Task requirements
Set down exactly the lines below between the line holding "rossabaker: An abstract" and the line holding "Gauge is a bit", inclusive; no other line belongs in the answer.

Raw data

Issue #1270, opened 2017-07-20
Make connection pool logging easier


reactormonk:
It's already there, via `logger`. But I don't think it's possible to enable debug for a single class only in production (maybe it is), so I'd go with a logger marker for now, so it can be specifically enabled (and document it).

Issue #2005, opened 2018-08-17
Factor a common layer for client metrics


luisdeltoro:
There is two standalone implementations for client metrics on Htttp4s, one for prometeus metrics and one for dropwizard metrics.
It would be nice to try to get an abstraction that can deal with both implementations, hopefully removing duplication and enhancing long-term maintainability.

rossabaker:
As mentioned before, I tried this and failed server side.  As mentioned before, I'd love to see another attempt, because it still seems like a good idea.

luisdeltoro:
Hi @rossabaker,

I have a draft implementation of this issue. It can be found here: https://github.com/luisdeltoro/http4s/tree/CommonLayerClientMetrics_%232005/client-metrics/src

If you like the solution and think that it's worth committing I would clean up the branch, which still contains the other prometheus-client-metrics project and run it through scala format etc..

At the end, I'm using type classes to abstract the common layer that both implementations share.
From my point of view the code reads now more easily and it has the advantage of allowing other developers to easily provide typeclasses implementations for their metrics framework of choice.
I have added tests for both implementations to make sure, I did not brake anything.

Please let me if you think this is heading in the right direction.

rossabaker:
I think the approach is generally nice.  I see that a lot of the operations on `MetricsOps` are being `Sync.delay`'ed.  It would make more sense to me to keep the `MetricsOps` pure and return an `F` context.

This is tangentially related to #2053, where there's a listener interface for events that feed into metrics.  I think the right approach may end up having some similarities here.

luisdeltoro:
Hi @rossabaker,

I've changed the MetricsOps so it returns always an context F.

Regarding your second comment. I'm not sure I fully understand it. Do you mean that you would prefer that I convert MetricsOps to some kind of listener for events?

Maybe something like:
trait RequestListener[F[_]] {
  def requestInitiated(destination: Option[String]): F[Unit]
  def headersReceived(destination: Option[String]): F[Unit]
  def BodyConsumed(destination: Option[String]): F[Unit]
}

Or are you more referring to the fact of making the publishing of metrics asynchronous by getting it to run on another Fiber?

rossabaker:
I don't think it should be async publishing.  All of these calls should be very quick.  It _could_ be async publishing if the interpreter takes a `ContextShift`, but this would almost always be a bad idea.

[...]

PR #2053, opened 2018-09-06
Pool manager stats PoC

janstenpickle:
This is an attempt to address #1270 and just a PoC for now to see what people think about a possible implementation, I won't be offended if it doesn't get merged!

I've tried to maintain the same interface for the Blaze client, and made metrics publishing totally optional. The pool manager will only attempt to publish if it has been provided with a function to do so.

I've also attempted to make the process of publish metrics non-blocking by putting it in a separate fiber, with some guarantees around safety provided by a timeout and catch-all error handling. If anything goes wrong with the publish function, the error will be logged. If the publish function times out, the fact it did will also be logged.

In regard to the implementation, I considered making the stats publish `PoolManagerStats => F[Unit]`, however this would require it to be passed separately to the client configuration, or require an effect type parameter on the client configuration. So I opted for `PoolManagerStats => Unit`.

The obvious problem with `PoolManagerStats => Unit` is that it doesn't communicate the likely side effecting nature of publishing the stats. While side effects will be handled inside the pool manager, the user does not know this. It also removes the ability for the user to create an asynchronous operation.

Also it feels a bit dirty leaving an orphan fiber, which is never joined. I do attempt to ensure that threads aren't consumed, but I'd love for someone to show me a better way of doing this! Also I was considering having a `Timer` instance passed to `PoolManager` so that stats publishing could be executed on a separate thread pool.

Anyway, I'm just trying to spur discussion around this if the maintainers have time to take a look, that would be great!

### DIFF
--- a/client/src/main/scala/org/http4s/client/PoolManager.scala
+++ b/client/src/main/scala/org/http4s/client/PoolManager.scala
@@ -11,8 +11,9 @@ import scala.collection.mutable
 import scala.concurrent.ExecutionContext
 import scala.concurrent.duration._
 import scala.util.Random
+import cats.effect.implicits._
 
-private final class PoolManager[F[_], A <: Connection[F]](
+private final class PoolManager[F[_]: Timer, A <: Connection[F]](
     builder: ConnectionBuilder[F, A],
     maxTotal: Int,
     maxWaitQueueLimit: Int,
@@ -20,7 +21,9 @@ private final class PoolManager[F[_], A <: Connection[F]](
     responseHeaderTimeout: Duration,
     requestTimeout: Duration,
     semaphore: Semaphore[F],
-    implicit private val executionContext: ExecutionContext)(implicit F: Concurrent[F])
+    implicit private val executionContext: ExecutionContext,
+    listener: Option[PoolManagerListener[F]] = None,
+    listenerTimeout: FiniteDuration = 1.second)(implicit F: Concurrent[F])
     extends ConnectionManager[F, A] {
 
   private sealed case class Waiting(
@@ -36,6 +39,15 @@ private final class PoolManager[F[_], A <: Connection[F]](
   private val idleQueues = mutable.Map.empty[RequestKey, mutable.Queue[A]]
   private var waitQueue = mutable.Queue.empty[Waiting]
 
+  private def callListener(op: PoolManagerListener[F] => F[Unit]): F[Unit] =
+    listener.fold(F.unit) { li =>
+      op(li)
+        .timeoutTo(listenerTimeout, F.delay(logger.warn("Timed out calling stats listener")))
+        .handleErrorWith(th => F.delay(logger.warn(th)("Failed to call stats listener")))
+        .start
+        .void
+    }
+
   private def stats =
     s"curAllocated=$curTotal idleQueues.size=${idleQueues.size} waitQueue.size=${waitQueue.size} maxWaitQueueLimit=$maxWaitQueueLimit closed=${isClosed}"
 
@@ -49,23 +61,25 @@ private final class PoolManager[F[_], A <: Connection[F]](
     }
   }
 
-  private def incrConnection(key: RequestKey): F[Unit] = F.delay {
-    curTotal += 1
-    allocated.update(key, allocated.getOrElse(key, 0) + 1)
-  }
+  private def incrConnection(key: RequestKey): F[Unit] =
+    F.delay {
+      curTotal += 1
+      allocated.update(key, allocated.getOrElse(key, 0) + 1)
+    } *> callListener(_.onBorrow)
 
-  private def decrConnection(key: RequestKey): F[Unit] = F.delay {
-    curTotal -= 1
-    val numConnections = allocated.getOrElse(key, 0)
-    // If there are no more connections drop the key
-    if (numConnections == 1) {
-      allocated.remove(key)
-      idleQueues.remove(key)
-      ()
-    } else {
-      allocated.update(key, numConnections - 1)
-    }
-  }
+  private def decrConnection(key: RequestKey): F[Unit] =
+    F.delay {
+      curTotal -= 1
+      val numConnections = allocated.getOrElse(key, 0)
+      // If there are no more connections drop the key
+      if (numConnections == 1) {
+        allocated.remove(key)
+        idleQueues.remove(key)
+        ()
+      } else {
+        allocated.update(key, numConnections - 1)
+      }
+    } *> callListener(_.onRelease)
 
   private def numConnectionsCheckHolds(key: RequestKey): Boolean =
     curTotal < maxTotal && allocated.getOrElse(key, 0) < maxConnectionsPerRequestKey(key)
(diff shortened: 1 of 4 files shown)


blaze-client/src/main/scala/org/http4s/client/blaze/BlazeClientConfig.scala
```diff
@@ -56,7 +57,8 @@ final case class BlazeClientConfig( // HTTP properties
     // pipeline management
     bufferSize: Int,
     executionContext: ExecutionContext,
-    group: Option[AsynchronousChannelGroup]) {
+    group: Option[AsynchronousChannelGroup],
+    statsPublisher: Option[PoolManagerStats => Unit]) {
```
rossabaker: There is a `BlazeClientBuilder` now (I don't think it was there when you started), and the major rationale for that was so we could add future configuration in a binary compatible way.  These new properties should be migrated to that.  But that's where we'd want these.

client/src/main/scala/org/http4s/client/PoolManager.scala
```diff
@@ -36,6 +41,30 @@ private final class PoolManager[F[_], A <: Connection[F]](
   private val idleQueues = mutable.Map.empty[RequestKey, mutable.Queue[A]]
   private var waitQueue = mutable.Queue.empty[Waiting]
 
+  private def publishStats = statsPublisher match {
+    case None => F.unit
+    case Some(op) =>
+      F.start(
```
rossabaker: lol, not scalafmt's finest moment, is it?  If you import `cats.effect.implicits._`, you'll get syntax that makes this a little less deep.

client/src/main/scala/org/http4s/client/PoolManager.scala
```diff
@@ -20,9 +21,13 @@ private final class PoolManager[F[_], A <: Connection[F]](
     responseHeaderTimeout: Duration,
     requestTimeout: Duration,
     semaphore: Semaphore[F],
-    implicit private val executionContext: ExecutionContext)(implicit F: Concurrent[F])
+    implicit private val executionContext: ExecutionContext,
+    statsPublisher: Option[PoolManagerStats => Unit],
```
rossabaker: How about `PoolManagerStats => IO[Unit]`, with a default implementation of `_ => IO.unit`?  Just to avoid `Concurrent` overhead on something that's `F.unit`?

client/src/main/scala/org/http4s/client/PoolManager.scala
```diff
@@ -36,6 +41,30 @@ private final class PoolManager[F[_], A <: Connection[F]](
...
+                          curTotal,
+                          idleQueues.size,
+                          waitQueue.size,
+                          maxWaitQueueLimit,
+                          isClosed))))),
+              statsPublishTimeout,
+              F.delay(logger.warn("Timed out publishing stats"))
+            )
+            .handleErrorWith(th => F.delay(logger.warn(th)("Failed to process stats"))))
+        .map(_ => ())
```
rossabaker: This is equivalent to `.void`.

client/src/main/scala/org/http4s/client/PoolManager.scala
```diff
@@ -355,3 +399,10 @@ private final class PoolManager[F[_], A <: Connection[F]](
 
 case class NoConnectionAllowedException(key: RequestKey)
     extends IllegalArgumentException(s"No client connections allowed to $key")
+
+case class PoolManagerStats(
```
rossabaker: An abstract class would let us add more later without breaking compatibility.

janstenpickle:
Thanks very much for taking a look @rossabaker. I did see everything got updated with the new client builder, it all looks great, especially the use of `Resource` everywhere.

>  I'm wondering about more of an event listener

Ah yeah, this would be really nice, although it would be be able to publish gauges with the interal state of the pool as well, how about something like this?

```
trait Listener[F[_]] {
  def onClose(stats: PoolManagerStats): F[Unit]
  def onBorrow(stats: PoolManagerStats): F[Unit]
  def onRelease(stats: PoolManagerStats): F[Unit]
  def onWait(stats: PoolManagerStats): F[Unit]
}
```

Or do you think it would be better to separate the concerns, and have two separate params on the pool manager of `PoolManagerStats => F[Unit]` and `Listener`?

With the listener I suppose the ADT approach is more flexible to addition of new event types in the future, as downstream developers will only get a compilation warning on a inexhastive match rather than a compilation error on having an incomplete implementation of the listener trait.

The other thing I haven't address at all is timings, which will likely be more intrusive in the pool manager itself. It may be quite insightful recording wait times of requests in the queue.

blaze-client/src/main/scala/org/http4s/client/blaze/BlazeClientConfig.scala
janstenpickle: Ah yeah, thanks, I did see that. I notice it is now parameterised on `F` so it should be possible to add side-effecting callbacks to that quite easily.

client/src/main/scala/org/http4s/client/PoolManager.scala
janstenpickle: Haha, yeah I thought I could do with neatening this up a bit. It is a bit hadkouken.

img

client/src/main/scala/org/http4s/client/PoolManager.scala
janstenpickle: That would be nice, although I believe it would need an implict `ContextShfit[IO]` in order to schedule the work on a separate fiber (if using a fiber is a valid approach here!). We'd also then need to lift the result of starting the fiber into `F` anyway.

client/src/main/scala/org/http4s/client/PoolManager.scala
janstenpickle: I wasn't aware of that syntax, thanks!

rossabaker:
Gauge is a bit different between Prometheus and Dropwizard:
* A Prometheus Gauge, which is a counter that goes up and down, could be supported by tracking complementary events: onBorrow vs. onRelease.  A Dropwizard Counter is about the same.
* A Dropwizard Gauge would need the internal state (it's more of a pull model), though I'm not sure we need those here.

I think a `Listener` could be sufficient.

A problem with the ADT approach is that not only would the developer get an inexhaustive match on compilation, they'd get a `MatchError` until they fix it.  An addition would effectively require a major revision in strict semantic versioning.

A problem with the `Listener` approach is that we can't add defaulted methods to a trait without breaking binary compatibility until Scala 2.12.  Scala 2.11 use is dwindling, but it's still my production version and will be for a long time at a lot of Spark shops.

I do think timings would be a very useful addition to the events, however we model them.

janstenpickle:
Oh I see, I suppose that's up to the implementer of `Listener` then. If state does need to be tracked, that could be done so it can probably be done via `Ref`s. I'll do a refactor against the builder updates and create a listener trait.

janstenpickle:
I'm going to close this as things have moved on a fair bit so this code isn't really valid anymore, plus it looks like essence has been captured in #2005.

Task solution
rossabaker: An abstract class would let us add more later without breaking compatibility.

janstenpickle:
Thanks very much for taking a look @rossabaker. I did see everything got updated with the new client builder, it all looks great, especially the use of `Resource` everywhere.

>  I'm wondering about more of an event listener

Ah yeah, this would be really nice, although it would be be able to publish gauges with the interal state of the pool as well, how about something like this?

```
trait Listener[F[_]] {
  def onClose(stats: PoolManagerStats): F[Unit]
  def onBorrow(stats: PoolManagerStats): F[Unit]
  def onRelease(stats: PoolManagerStats): F[Unit]
  def onWait(stats: PoolManagerStats): F[Unit]
}
```

Or do you think it would be better to separate the concerns, and have two separate params on the pool manager of `PoolManagerStats => F[Unit]` and `Listener`?

With the listener I suppose the ADT approach is more flexible to addition of new event types in the future, as downstream developers will only get a compilation warning on a inexhastive match rather than a compilation error on having an incomplete implementation of the listener trait.

The other thing I haven't address at all is timings, which will likely be more intrusive in the pool manager itself. It may be quite insightful recording wait times of requests in the queue.

blaze-client/src/main/scala/org/http4s/client/blaze/BlazeClientConfig.scala
janstenpickle: Ah yeah, thanks, I did see that. I notice it is now parameterised on `F` so it should be possible to add side-effecting callbacks to that quite easily.

client/src/main/scala/org/http4s/client/PoolManager.scala
janstenpickle: Haha, yeah I thought I could do with neatening this up a bit. It is a bit hadkouken.

img

client/src/main/scala/org/http4s/client/PoolManager.scala
janstenpickle: That would be nice, although I believe it would need an implict `ContextShfit[IO]` in order to schedule the work on a separate fiber (if using a fiber is a valid approach here!). We'd also then need to lift the result of starting the fiber into `F` anyway.

client/src/main/scala/org/http4s/client/PoolManager.scala
janstenpickle: I wasn't aware of that syntax, thanks!

rossabaker:
Gauge is a bit different between Prometheus and Dropwizard:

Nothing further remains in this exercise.